WHAT THE TASK REQUIRES: The required output is the line that contains "via click instead" through the last line of the data, retyped verbatim and with nothing added.

─── DATA SUPPLIED

PR #1531, opened 2026-05-07
actually use the default field to specify defaults for mngr create

evgunter:
## Summary

- `--type` now defaults to `"claude"` via click instead of being `None` and falling back to "claude" later in `api/create.py`.
- `--start-on-boot` now defaults to `False` instead of being `None` and treated as falsy later.
- `--worktree-base-folder`'s help text said `~/.mngr/worktrees/` but the actual default is `<host_dir>/worktrees`; the help text now reflects reality.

──────

ANSWER TO THE PROBLEM:
- `--type` now defaults to `"claude"` via click instead of being `None` and falling back to "claude" later in `api/create.py`.
- `--start-on-boot` now defaults to `False` instead of being `None` and treated as falsy later.
- `--worktree-base-folder`'s help text said `~/.mngr/worktrees/` but the actual default is `<host_dir>/worktrees`; the help text now reflects reality.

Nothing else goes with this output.